1-4 Une exploitation collective limitée

Le dépouillement et l’exploitation que nous avons faits des thèmes de mémoires de stages des élèves en formation initiale permet de comprendre que le travail industriel usinier de type classique reste la référence par rapport à laquelle sont jugées et jaugées les conditions de travail. Les autres situations de travail, et notamment celles qui relèvent des secteurs du commerce et encore plus spécifiquement de la grande distribution alimentaire, sont moins bien connues et appréhendées.

Si nous avons noté l’absence de références à la régulation collective dans la quasi- totalité des rapports, nous avions cependant noté leur bonne qualité d’observation de terrain. Les 862 rapports de stagiaires existants de 1976 à 1999 seraient ainsi une source de

connaissances possibles sur les conditions de travail et d’emploi dans les industries françaises de l’époque. Qui plus est, il nous semblait que cet apprentissage de la synthèse de connaissance d’une situation globale à partir de l’agrégation d’observations disparates pouvait faire partie de la professionnalité des inspecteurs du Travail.

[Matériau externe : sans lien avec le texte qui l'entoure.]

PR #612, opened 2018-05-22
DM-14516 make ds9 region file parsing case insensitive

cwang2016:
This development includes: 
- make the case-insensitive parsing on ds9 regions to be case insensitive on both server and front ends. 

test: 
- do image search on firefly on target (0,0, j2000) and upload footprint file from 'Load DS9 Region File' popup.   
- go to firefly/demo/ffapi-footprint-test.html, and add footprint layer from the footprint tool page.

Nous nous sommes donc demandés quelle exploitation collective était faite de ces rapports de stage, sous quelle forme ces connaissances de terrain étaient-elles mutualisées entre les stagiaires ? La réponse du responsable de formation a été catégorique : il n’y a pas de mutualisation de ce genre : “ C’est entre eux et c’est vrai que nous on passe à autre chose ”.